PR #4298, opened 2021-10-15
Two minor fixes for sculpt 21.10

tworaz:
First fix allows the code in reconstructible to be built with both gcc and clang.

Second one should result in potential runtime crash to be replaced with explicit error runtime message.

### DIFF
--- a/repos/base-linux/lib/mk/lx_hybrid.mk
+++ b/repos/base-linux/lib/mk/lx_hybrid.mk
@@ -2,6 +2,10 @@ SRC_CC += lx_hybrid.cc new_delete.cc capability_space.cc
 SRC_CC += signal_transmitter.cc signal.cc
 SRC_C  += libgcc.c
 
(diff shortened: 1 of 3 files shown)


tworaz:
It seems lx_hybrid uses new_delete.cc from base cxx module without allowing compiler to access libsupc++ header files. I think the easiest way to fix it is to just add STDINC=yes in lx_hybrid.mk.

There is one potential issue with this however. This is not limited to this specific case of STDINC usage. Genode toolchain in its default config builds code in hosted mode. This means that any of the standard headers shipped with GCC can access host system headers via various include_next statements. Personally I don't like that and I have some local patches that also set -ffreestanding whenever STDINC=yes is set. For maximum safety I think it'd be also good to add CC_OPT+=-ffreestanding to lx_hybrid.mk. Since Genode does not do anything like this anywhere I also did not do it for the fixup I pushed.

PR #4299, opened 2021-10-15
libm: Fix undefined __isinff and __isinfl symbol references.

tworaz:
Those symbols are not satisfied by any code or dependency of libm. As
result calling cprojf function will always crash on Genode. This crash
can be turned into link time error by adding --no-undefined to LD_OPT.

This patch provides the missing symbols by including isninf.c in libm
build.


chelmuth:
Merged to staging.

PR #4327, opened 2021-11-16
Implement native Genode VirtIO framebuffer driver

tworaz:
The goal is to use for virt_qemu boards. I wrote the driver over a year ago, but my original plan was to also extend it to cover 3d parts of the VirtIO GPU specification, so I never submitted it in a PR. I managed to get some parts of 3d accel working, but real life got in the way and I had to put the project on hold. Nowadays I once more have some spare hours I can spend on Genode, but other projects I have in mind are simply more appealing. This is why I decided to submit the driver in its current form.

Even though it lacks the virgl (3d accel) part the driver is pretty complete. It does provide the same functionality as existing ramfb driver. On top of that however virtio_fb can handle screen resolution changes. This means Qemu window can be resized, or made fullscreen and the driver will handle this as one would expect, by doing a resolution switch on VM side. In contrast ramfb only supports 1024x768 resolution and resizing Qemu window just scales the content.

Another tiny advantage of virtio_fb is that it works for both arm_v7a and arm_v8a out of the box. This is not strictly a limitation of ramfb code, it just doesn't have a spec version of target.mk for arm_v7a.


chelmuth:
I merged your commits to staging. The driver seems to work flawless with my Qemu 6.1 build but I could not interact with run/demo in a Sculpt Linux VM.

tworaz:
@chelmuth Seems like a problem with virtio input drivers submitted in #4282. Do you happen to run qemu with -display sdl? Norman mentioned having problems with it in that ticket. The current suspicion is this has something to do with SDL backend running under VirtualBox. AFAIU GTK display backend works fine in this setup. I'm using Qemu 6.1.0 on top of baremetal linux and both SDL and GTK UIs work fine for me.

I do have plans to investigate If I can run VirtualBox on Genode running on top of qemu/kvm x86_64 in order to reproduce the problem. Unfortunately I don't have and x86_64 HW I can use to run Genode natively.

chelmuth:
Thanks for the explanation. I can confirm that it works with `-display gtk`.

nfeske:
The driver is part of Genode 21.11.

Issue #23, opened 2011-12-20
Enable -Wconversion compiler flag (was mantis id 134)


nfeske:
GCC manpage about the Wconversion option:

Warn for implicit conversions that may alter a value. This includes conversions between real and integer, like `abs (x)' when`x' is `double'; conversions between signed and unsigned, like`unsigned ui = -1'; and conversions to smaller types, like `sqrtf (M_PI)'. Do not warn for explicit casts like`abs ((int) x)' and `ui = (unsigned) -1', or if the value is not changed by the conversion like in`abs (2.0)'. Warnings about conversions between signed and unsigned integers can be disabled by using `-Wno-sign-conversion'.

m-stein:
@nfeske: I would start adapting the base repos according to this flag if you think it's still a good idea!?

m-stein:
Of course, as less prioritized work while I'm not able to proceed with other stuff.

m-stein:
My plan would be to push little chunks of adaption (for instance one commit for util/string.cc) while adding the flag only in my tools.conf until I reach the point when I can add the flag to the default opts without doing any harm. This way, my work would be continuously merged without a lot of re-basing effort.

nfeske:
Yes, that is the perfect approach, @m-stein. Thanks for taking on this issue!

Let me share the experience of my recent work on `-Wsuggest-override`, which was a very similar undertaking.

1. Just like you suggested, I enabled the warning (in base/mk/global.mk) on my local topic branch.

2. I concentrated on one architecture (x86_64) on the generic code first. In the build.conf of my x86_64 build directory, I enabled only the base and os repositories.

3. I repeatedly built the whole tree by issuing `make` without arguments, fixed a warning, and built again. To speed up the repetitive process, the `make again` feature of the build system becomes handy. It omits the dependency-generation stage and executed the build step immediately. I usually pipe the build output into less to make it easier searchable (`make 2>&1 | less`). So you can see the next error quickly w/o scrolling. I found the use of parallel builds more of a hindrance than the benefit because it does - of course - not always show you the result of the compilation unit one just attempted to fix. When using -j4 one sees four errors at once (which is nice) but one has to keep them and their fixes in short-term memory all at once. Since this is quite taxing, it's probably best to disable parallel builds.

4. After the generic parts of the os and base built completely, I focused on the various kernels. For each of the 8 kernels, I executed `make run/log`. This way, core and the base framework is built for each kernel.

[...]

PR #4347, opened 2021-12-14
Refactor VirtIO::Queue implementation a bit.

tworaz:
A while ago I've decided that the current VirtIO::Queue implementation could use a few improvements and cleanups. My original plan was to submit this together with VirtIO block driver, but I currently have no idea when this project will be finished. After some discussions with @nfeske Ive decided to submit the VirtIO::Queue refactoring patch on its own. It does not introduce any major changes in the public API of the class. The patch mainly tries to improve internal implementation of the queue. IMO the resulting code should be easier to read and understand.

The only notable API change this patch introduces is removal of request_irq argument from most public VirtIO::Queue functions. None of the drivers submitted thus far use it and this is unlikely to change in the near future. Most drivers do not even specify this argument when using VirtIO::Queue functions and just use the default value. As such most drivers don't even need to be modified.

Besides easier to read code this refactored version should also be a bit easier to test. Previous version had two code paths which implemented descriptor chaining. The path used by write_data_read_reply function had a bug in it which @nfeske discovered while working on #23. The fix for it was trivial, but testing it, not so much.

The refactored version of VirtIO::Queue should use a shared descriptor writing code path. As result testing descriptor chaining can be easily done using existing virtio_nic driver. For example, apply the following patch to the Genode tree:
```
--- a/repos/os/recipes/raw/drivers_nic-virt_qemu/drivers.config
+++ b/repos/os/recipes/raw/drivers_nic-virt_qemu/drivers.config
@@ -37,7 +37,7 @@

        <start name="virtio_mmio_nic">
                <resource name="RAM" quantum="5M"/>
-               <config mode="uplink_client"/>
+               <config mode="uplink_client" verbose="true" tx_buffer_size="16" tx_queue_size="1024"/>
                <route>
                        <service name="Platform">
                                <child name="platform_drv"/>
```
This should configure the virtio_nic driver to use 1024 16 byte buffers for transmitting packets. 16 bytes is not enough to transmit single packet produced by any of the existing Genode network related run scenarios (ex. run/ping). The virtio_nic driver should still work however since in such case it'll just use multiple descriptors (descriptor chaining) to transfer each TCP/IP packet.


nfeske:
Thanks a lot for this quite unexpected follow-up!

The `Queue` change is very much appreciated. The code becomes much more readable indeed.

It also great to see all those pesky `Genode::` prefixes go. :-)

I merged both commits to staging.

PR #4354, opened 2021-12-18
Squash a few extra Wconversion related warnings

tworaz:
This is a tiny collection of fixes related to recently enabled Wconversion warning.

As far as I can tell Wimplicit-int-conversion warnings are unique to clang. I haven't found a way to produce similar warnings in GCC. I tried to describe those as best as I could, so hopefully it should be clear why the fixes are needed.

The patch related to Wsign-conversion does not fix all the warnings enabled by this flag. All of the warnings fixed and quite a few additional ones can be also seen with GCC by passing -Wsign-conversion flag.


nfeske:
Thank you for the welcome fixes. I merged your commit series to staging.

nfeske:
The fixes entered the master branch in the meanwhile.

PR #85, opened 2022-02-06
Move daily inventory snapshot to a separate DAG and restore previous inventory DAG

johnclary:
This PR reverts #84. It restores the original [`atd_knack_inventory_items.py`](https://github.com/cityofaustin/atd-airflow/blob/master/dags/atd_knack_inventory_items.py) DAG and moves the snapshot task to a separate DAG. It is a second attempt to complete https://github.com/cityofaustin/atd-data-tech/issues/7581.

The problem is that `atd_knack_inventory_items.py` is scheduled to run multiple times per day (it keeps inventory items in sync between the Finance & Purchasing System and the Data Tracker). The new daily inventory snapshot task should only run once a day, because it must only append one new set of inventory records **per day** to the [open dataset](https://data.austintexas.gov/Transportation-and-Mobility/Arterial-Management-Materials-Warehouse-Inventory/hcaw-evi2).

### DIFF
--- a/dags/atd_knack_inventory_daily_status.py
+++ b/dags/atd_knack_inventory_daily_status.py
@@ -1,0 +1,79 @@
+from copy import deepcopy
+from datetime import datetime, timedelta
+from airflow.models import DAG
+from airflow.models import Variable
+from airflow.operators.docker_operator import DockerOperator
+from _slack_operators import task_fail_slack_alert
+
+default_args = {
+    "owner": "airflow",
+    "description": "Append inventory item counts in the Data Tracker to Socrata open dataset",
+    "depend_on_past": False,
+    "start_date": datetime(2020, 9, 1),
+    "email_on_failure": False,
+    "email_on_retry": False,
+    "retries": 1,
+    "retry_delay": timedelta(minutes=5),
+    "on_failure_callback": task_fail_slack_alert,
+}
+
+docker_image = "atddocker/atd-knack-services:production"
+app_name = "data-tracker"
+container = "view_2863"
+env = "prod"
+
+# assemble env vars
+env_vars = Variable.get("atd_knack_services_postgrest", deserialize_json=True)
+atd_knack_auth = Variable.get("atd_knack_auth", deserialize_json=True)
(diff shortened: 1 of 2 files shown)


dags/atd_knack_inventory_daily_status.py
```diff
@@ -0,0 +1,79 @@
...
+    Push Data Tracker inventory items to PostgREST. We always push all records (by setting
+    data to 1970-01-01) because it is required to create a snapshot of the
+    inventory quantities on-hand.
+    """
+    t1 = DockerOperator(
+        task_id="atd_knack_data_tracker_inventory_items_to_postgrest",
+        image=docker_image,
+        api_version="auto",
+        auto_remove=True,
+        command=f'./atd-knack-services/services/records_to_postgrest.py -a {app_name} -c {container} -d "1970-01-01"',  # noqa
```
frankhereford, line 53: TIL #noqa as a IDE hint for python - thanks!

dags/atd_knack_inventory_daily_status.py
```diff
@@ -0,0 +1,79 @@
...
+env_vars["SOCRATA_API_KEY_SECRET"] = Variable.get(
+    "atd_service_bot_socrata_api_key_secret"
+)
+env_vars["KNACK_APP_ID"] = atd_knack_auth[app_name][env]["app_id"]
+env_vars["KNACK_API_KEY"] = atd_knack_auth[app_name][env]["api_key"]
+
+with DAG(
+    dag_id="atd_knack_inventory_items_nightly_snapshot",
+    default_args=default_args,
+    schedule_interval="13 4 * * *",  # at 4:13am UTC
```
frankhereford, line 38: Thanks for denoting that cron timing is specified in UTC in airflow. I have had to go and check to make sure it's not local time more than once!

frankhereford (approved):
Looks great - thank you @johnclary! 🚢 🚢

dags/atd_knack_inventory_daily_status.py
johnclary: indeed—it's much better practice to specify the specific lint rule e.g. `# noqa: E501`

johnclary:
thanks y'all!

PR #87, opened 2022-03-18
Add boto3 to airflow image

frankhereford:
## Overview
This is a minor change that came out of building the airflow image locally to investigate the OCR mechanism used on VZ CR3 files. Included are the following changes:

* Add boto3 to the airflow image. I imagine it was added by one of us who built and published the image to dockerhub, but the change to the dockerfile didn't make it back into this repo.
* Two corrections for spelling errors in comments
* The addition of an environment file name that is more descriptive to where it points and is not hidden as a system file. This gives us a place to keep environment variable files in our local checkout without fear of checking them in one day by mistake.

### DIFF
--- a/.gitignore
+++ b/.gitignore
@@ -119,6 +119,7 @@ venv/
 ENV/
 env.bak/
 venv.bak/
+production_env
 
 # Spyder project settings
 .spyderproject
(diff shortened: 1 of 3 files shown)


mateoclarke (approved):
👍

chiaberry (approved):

==

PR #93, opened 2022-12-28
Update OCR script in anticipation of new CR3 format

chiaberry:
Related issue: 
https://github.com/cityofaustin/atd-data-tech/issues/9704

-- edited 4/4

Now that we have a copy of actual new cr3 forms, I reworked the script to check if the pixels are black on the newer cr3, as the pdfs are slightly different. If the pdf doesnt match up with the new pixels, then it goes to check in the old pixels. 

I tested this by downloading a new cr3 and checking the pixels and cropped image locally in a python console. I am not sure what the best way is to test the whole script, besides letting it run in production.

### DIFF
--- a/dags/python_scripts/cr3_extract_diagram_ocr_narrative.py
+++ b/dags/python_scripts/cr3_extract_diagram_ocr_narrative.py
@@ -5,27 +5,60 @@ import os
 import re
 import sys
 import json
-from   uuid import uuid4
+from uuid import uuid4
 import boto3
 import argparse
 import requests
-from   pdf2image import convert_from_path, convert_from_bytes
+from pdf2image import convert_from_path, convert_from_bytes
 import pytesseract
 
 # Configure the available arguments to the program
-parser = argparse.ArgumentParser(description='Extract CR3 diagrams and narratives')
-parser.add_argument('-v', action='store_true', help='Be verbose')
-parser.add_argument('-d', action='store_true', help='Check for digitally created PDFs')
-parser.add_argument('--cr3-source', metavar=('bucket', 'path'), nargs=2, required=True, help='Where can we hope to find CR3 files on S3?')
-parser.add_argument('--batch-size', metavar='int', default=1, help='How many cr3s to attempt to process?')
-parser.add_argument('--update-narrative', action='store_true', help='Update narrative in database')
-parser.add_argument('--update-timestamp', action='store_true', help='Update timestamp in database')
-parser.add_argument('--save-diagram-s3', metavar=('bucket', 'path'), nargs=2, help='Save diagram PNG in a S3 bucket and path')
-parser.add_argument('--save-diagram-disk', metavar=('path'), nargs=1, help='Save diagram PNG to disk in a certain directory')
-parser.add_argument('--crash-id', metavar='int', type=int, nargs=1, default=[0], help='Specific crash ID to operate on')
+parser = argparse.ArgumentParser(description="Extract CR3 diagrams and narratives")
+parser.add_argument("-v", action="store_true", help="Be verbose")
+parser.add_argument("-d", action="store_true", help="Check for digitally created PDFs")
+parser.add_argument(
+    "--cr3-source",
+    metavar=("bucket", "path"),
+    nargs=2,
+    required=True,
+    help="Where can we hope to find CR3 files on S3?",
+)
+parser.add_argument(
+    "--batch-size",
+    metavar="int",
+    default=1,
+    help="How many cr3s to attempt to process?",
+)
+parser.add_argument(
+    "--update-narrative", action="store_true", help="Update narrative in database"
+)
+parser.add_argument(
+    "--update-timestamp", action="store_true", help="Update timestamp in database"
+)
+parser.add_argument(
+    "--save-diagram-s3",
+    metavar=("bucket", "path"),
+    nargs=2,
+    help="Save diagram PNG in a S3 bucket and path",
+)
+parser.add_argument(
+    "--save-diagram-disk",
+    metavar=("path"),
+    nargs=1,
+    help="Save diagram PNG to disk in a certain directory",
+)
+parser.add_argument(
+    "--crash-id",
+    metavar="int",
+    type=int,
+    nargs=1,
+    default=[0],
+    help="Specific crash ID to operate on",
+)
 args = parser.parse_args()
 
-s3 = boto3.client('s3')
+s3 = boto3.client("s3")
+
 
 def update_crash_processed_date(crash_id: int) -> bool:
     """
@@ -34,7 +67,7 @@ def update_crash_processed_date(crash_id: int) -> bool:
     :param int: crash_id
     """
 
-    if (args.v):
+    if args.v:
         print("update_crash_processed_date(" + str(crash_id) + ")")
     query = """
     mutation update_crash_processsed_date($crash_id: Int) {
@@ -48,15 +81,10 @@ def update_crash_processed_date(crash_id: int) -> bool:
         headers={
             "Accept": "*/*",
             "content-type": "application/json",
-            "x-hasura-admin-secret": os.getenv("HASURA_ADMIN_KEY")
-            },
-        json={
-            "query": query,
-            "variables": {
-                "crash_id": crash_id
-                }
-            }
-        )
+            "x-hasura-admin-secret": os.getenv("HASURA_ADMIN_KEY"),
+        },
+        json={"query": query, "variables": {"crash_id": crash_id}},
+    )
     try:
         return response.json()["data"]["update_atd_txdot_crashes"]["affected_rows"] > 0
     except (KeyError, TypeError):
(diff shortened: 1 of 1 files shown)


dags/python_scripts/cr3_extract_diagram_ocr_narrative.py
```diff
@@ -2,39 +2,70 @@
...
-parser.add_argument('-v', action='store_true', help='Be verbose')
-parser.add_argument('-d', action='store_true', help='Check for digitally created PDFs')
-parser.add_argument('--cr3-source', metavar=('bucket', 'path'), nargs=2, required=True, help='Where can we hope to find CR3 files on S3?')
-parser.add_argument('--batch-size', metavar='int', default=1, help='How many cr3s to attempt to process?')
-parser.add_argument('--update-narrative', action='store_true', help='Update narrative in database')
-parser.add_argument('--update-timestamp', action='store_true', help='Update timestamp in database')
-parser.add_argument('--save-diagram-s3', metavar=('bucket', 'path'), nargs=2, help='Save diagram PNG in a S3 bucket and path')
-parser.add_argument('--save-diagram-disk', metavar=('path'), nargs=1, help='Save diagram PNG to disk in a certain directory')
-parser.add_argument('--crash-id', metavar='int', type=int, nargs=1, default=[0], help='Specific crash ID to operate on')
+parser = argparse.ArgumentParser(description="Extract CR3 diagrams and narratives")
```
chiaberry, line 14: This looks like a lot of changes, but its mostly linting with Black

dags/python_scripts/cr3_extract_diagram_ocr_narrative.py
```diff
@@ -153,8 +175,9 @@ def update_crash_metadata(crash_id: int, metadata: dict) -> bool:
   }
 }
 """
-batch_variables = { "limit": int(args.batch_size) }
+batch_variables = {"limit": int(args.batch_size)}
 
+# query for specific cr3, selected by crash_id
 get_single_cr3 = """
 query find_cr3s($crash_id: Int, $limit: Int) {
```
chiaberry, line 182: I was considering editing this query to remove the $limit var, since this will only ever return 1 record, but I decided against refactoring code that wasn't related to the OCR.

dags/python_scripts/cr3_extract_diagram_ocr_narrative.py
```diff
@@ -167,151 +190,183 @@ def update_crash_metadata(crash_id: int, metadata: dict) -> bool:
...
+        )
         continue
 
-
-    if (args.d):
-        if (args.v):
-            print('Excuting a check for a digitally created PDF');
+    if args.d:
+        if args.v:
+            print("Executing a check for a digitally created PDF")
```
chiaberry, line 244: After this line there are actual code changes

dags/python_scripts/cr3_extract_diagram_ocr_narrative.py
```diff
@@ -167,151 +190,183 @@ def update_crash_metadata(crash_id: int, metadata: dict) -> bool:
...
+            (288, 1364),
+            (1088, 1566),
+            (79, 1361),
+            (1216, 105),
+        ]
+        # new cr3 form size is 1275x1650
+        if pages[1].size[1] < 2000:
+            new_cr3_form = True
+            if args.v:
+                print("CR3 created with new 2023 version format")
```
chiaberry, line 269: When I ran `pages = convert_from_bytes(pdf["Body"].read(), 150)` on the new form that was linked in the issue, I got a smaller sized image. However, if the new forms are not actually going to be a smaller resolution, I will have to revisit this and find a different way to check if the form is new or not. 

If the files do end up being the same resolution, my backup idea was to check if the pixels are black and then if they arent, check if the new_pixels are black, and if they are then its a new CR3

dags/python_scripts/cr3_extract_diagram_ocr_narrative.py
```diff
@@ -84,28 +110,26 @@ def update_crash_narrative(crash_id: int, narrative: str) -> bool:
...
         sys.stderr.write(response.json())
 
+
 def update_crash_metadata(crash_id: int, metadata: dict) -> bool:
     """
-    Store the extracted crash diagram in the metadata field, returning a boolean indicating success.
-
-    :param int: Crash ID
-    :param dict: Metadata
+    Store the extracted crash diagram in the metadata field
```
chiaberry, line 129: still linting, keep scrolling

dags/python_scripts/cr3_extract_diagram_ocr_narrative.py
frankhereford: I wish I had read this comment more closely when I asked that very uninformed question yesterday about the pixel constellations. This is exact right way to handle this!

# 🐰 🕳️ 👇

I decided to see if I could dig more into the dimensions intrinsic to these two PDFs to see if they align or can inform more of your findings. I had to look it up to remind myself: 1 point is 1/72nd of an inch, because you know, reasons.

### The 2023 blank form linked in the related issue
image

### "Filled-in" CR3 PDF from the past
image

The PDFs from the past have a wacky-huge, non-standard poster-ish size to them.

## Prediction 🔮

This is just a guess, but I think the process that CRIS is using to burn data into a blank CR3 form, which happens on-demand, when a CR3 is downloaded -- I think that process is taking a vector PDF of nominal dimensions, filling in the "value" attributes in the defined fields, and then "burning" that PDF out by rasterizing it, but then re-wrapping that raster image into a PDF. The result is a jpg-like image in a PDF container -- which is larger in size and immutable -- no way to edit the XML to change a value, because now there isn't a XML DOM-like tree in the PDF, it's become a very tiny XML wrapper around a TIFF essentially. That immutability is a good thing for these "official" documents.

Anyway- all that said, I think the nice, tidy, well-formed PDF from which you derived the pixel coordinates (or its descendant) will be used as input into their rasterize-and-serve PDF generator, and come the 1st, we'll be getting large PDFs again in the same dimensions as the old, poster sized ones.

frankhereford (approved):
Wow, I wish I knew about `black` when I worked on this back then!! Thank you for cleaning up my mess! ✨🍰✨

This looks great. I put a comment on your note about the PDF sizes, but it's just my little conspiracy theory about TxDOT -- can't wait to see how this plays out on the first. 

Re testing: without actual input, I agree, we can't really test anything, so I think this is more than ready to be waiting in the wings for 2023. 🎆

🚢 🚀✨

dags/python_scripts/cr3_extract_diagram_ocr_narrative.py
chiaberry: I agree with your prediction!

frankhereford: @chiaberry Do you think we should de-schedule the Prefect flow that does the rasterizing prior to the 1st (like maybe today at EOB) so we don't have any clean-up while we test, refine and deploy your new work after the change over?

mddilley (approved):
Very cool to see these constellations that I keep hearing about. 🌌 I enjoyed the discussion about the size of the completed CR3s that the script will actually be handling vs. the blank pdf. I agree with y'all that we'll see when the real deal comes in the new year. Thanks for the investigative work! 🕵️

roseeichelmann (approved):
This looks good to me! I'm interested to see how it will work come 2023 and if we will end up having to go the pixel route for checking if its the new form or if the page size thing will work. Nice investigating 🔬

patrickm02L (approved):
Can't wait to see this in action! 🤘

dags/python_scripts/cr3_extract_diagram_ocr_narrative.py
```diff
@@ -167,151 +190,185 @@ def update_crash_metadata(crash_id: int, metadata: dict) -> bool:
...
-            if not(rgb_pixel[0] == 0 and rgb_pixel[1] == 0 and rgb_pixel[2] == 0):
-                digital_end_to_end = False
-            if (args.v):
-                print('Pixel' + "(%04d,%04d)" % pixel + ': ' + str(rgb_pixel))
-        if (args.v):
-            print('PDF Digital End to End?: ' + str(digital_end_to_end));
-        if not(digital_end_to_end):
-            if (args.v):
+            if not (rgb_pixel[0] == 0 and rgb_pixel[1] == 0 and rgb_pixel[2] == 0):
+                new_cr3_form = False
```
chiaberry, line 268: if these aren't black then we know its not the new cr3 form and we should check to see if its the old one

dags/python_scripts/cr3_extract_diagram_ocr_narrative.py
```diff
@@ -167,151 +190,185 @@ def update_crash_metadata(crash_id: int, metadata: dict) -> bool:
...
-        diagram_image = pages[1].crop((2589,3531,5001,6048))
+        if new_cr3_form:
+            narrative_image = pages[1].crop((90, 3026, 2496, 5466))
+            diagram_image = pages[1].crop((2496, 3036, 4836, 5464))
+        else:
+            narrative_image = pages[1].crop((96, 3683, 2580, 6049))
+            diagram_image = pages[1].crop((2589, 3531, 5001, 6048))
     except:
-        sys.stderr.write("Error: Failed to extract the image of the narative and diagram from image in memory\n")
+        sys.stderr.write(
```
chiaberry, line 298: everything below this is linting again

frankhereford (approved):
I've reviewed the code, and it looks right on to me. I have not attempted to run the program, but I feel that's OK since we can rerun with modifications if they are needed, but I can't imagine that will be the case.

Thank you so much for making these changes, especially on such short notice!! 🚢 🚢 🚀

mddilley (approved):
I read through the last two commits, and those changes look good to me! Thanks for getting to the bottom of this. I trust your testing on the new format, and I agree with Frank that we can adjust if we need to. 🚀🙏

■ **Exercise goal**
Transcribe the lines above between the line holding "johnclary: indeed—it's much" and the line holding "into this repo.", inclusive, exactly as they stand and with nothing added.

■ **Your solution**
johnclary: indeed—it's much better practice to specify the specific lint rule e.g. `# noqa: E501`

johnclary:
thanks y'all!

PR #87, opened 2022-03-18
Add boto3 to airflow image

frankhereford:
## Overview
This is a minor change that came out of building the airflow image locally to investigate the OCR mechanism used on VZ CR3 files. Included are the following changes:

* Add boto3 to the airflow image. I imagine it was added by one of us who built and published the image to dockerhub, but the change to the dockerfile didn't make it back into this repo.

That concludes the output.